▶ **Stored items from a collection**

=== Begin Enclosure ===

PR #861, opened 2015-08-20
Add instantaneous cpu metrics

mvdan:
They will be useful in kubelet, since we want to expose instantaneous data in cores instead of accumulated data in seconds.

CC @vishh @vmarmol @rjnagal

### DIFF
--- a/api/versions.go
+++ b/api/versions.go
@@ -19,6 +19,7 @@ import (
 	"net/http"
 	"path"
 	"strconv"
+	"time"
 
 	"github.com/golang/glog"
 	info "github.com/google/cadvisor/info/v1"
@@ -449,8 +450,63 @@ func (self *version2_0) HandleRequest(requestType string, request []string, m ma
 	}
 }
 
+func instCpuStats(last, cur *info.ContainerStats) (*v2.CpuInstStats, error) {
+	if last == nil {
+		return nil, nil
+	}
+	if !cur.Timestamp.After(last.Timestamp) {
+		return nil, fmt.Errorf("container stats move backwards in time")
+	}
+	if len(last.Cpu.Usage.PerCpu) != len(cur.Cpu.Usage.PerCpu) {
+		return nil, fmt.Errorf("different number of cpus")
+	}
+	timeDelta := cur.Timestamp.Sub(last.Timestamp)
+	if timeDelta <= 100*time.Millisecond {
+		return nil, fmt.Errorf("time delta unexpectedly small")
+	}
+	// Nanoseconds to gain precision and avoid having zero seconds if the
+	// difference between the timestamps is just under a second
+	timeDeltaNs := uint64(timeDelta.Nanoseconds())
+	convertToRate := func(lastValue, curValue uint64) (uint64, error) {
+		if curValue < lastValue {
+			return 0, fmt.Errorf("cumulative stats decrease")
+		}
+		valueDelta := curValue - lastValue
+		return (valueDelta * 1e9) / timeDeltaNs, nil
+	}
+	total, err := convertToRate(last.Cpu.Usage.Total, cur.Cpu.Usage.Total)
+	if err != nil {
+		return nil, err
+	}
+	percpu := make([]uint64, len(last.Cpu.Usage.PerCpu))
+	for i := range percpu {
+		var err error
+		percpu[i], err = convertToRate(last.Cpu.Usage.PerCpu[i], cur.Cpu.Usage.PerCpu[i])
+		if err != nil {
+			return nil, err
+		}
+	}
+	user, err := convertToRate(last.Cpu.Usage.User, cur.Cpu.Usage.User)
+	if err != nil {
+		return nil, err
+	}
+	system, err := convertToRate(last.Cpu.Usage.System, cur.Cpu.Usage.System)
+	if err != nil {
+		return nil, err
+	}
+	return &v2.CpuInstStats{
+		Usage: v2.CpuInstUsage{
+			Total:  total,
+			PerCpu: percpu,
+			User:   user,
+			System: system,
+		},
+	}, nil
+}
+
 func convertStats(cont *info.ContainerInfo) []v2.ContainerStats {
-	stats := []v2.ContainerStats{}
+	stats := make([]v2.ContainerStats, 0, len(cont.Stats))
+	var last *info.ContainerStats
 	for _, val := range cont.Stats {
 		stat := v2.ContainerStats{
 			Timestamp:        val.Timestamp,
@@ -463,6 +519,13 @@ func convertStats(cont *info.ContainerInfo) []v2.ContainerStats {
 		}
 		if stat.HasCpu {
 			stat.Cpu = val.Cpu
+			cpuInst, err := instCpuStats(last, val)
+			if err != nil {
+				glog.Warningf("Could not get instant cpu stats: %v", err)
+			} else {
+				stat.CpuInst = cpuInst
+			}
+			last = val
 		}
 		if stat.HasMemory {
 			stat.Memory = val.Memory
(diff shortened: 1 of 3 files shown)


mvdan:
Doing the PR with only the data structure first so that if anyone is strongly against this, it can be said before I actually implement it.

vishh:
ok to test

info/v2/container.go
```diff
@@ -86,8 +86,11 @@ type ContainerStats struct {
 	// The time of this stat point.
 	Timestamp time.Time `json:"timestamp"`
 	// CPU statistics
-	HasCpu bool        `json:"has_cpu"`
-	Cpu    v1.CpuStats `json:"cpu,omitempty"`
+	HasCpu bool `json:"has_cpu"`
+	// In nanoseconds (aggregated)
+	Cpu v1.CpuStats `json:"cpu,omitempty"`
+	// In nanocores (instantaneous)
```
vishh: why not milli or micro cores?

mvdan: Since aggregated is in nanoseconds, I thought I'd stay consistent and not lose any precision.

vishh:
To summarize the issue, kubelet needs to expose cpu (and possibly network, diskio) usage in units that are similar to how users configure limits, which is in milli cores. One option we had is to perform caching and deriving instantaneous values in kubelet. But that seemed wasteful because cAdvisor can easily (cheaply maybe) calculate instantaneous data and expose it. 
Our dynamic housekeeping might end up shifting the units for instantaneous usage over time though.

info/v2/container.go
vishh: Also the unit is cores per second right?

mvdan: Yes, going to fix that.

mvdan:
@vmarmol @rjnagal is this a terrible idea?

info/v2/container.go
```diff
@@ -86,8 +86,11 @@ type ContainerStats struct {
 	// The time of this stat point.
 	Timestamp time.Time `json:"timestamp"`
 	// CPU statistics
-	HasCpu bool        `json:"has_cpu"`
-	Cpu    v1.CpuStats `json:"cpu,omitempty"`
+	HasCpu bool `json:"has_cpu"`
+	// In nanoseconds (aggregated)
+	Cpu v1.CpuStats `json:"cpu,omitempty"`
+	// In nanocores per second (instantaneous)
+	CpuInst v1.CpuStats `json:"cpu_inst,omitempty"`
```
rjnagal: I think we shouldn't overload CpuStats to work for both. Dropping units in the base definition is confusing.
Let's split them and we can evolve them separately. 

Overall supporting instant metrics in cAdvisor SG.

mvdan: Fair enough. If I split them, should the new definition be in v1 or v2?

Thanks for your input!

rjnagal: Kubelet uses v1 today. If you are not planning to update kubelet to move to v2, you can put it in v1. Else, move it to v2.

mvdan: I would have assumed that v1 was frozen by now. Otherwise, shouldn't changes in v1 be in v2 too?

Would moving kubelet to v2 be an issue?

vishh: Let's do it in v2. Kubelet can switch to using v2. We should consider doing
this for other instantaneous metrics as well.

mvdan:
@rjnagal how does this look? Doing a unit test for `instCpuStats()` now.

mvdan:
Finished including extensive unit tests. Doing integration tests now.

mvdan:
@rjnagal done. I did not do the integration tests because the v2 client is lacking, and I did not add the `DockerContainer` method to the v2 client because the `v2.ContainerInfo` type is missing. This PR would get rather large if I did all of that, and I don't know what you want to do with `v2.ContainerInfo` either.

api/versions.go
```diff
@@ -449,8 +449,62 @@ func (self *version2_0) HandleRequest(requestType string, request []string, m ma
...
+	if !cur.Timestamp.After(last.Timestamp) {
+		return nil, fmt.Errorf("container stats move backwards in time")
+	}
+	if len(last.Cpu.Usage.PerCpu) != len(cur.Cpu.Usage.PerCpu) {
+		return nil, fmt.Errorf("different number of cpus")
+	}
+	// Nanoseconds to gain precision and avoid having zero seconds if the
+	// difference between the timestamps is just under a second
+	timeDelta := uint64(cur.Timestamp.Sub(last.Timestamp).Nanoseconds())
+	if timeDelta <= 0 {
```
rjnagal: We should probably refuse if the delta is less than 100ms or so.

api/versions.go
```diff
@@ -449,8 +449,62 @@ func (self *version2_0) HandleRequest(requestType string, request []string, m ma
...
+		return nil, fmt.Errorf("refusing to use a non-positive time delta")
+	}
+	convert := func(lastValue, curValue uint64) (uint64, error) {
```
rjnagal: s/convert/convertToRate/ ?

info/v2/container.go
```diff
@@ -204,3 +207,27 @@ type NetworkStats struct {
...
+
+// Instantaneous CPU stats
+type CpuInstStats struct {
+	Usage CpuInstUsage `json:"usage"`
+}
+
+// CPU usage time statistics.
+type CpuInstUsage struct {
+	// Total CPU usage.
+	// Units: nanocores per second
```
rjnagal: Are we using nanocores/s for precision? Will we convert these back to millicores/s in kubelet?

api/versions.go
mvdan: Why is that? Is it never supposed to be that small?

api/versions.go
mvdan: Sure.

info/v2/container.go
mvdan: I used nanocores/s for both precision and consistency with the other metrics, which are also nano.

Kubelet will expose milli, so yes, it will divide the numbers. Although it's not converting "back", since I obtain the instantaneous metrics from accumulated nanoseconds, not milliseconds.

mvdan:
@rjnagal I can't just switch kubelet to using cadvisor's info/v2 because some types are missing. Saw your TODO, so I copied whatever types were necessary and weren't in v2 already.

mvdan:
Note that I left `v1.FsInfo` instead of using the modified `FsInfo` in v2. Should I change that?

mvdan:
Actually, more stuff is missing. Would you move it to v1 and keep the kubelet as-is, or keep it in v2 and make all the modifications in cadvisor and kubelet for it to work?

api/versions.go
rjnagal: Our timestamps are one seconds apart. If we took samples too close, it might exaggerate a small spike to a large number. Best to ignore tiny bursts or idle cycles.

info/v2/container.go
rjnagal: ok, nanocores/s is fine.

api/versions.go
mvdan: OK.

rjnagal:
Are you planning to use the /stats api in kubelet or add a different one for instantaneous stats? I thought you were already change kubelet to have its own native data-structures. If you are going to end up doing translation, I'd prefer to do that with v2. If you are re-using cadvisor structs, then do the minimal work to get you going.

I'd be fine with both.

mvdan:
The /stats api in kubelet will be removed, I'm ading `/experimental/v1/nodeMetrics` which translates from the cadvisor stats into its own api types.

Okay, I'll continue with v2. Just wanted to ask since I wasn't expecting v2 to be this lacking.

mvdan:
@rjnagal comments addressed. Removed the v2 stuff, I'll do that on another PR once I have everything working in kubelet.

rjnagal:
LGTM

Thanks for fixing the v2 stuff too!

=== End Enclosure ===

▶ **What to do**
Copy each line from the records above that includes the string "your".

▶ **Answer box**
Thanks for your input!
@rjnagal I can't just switch kubelet to using cadvisor's info/v2 because some types are missing. Saw your TODO, so I copied whatever types were necessary and weren't in v2 already.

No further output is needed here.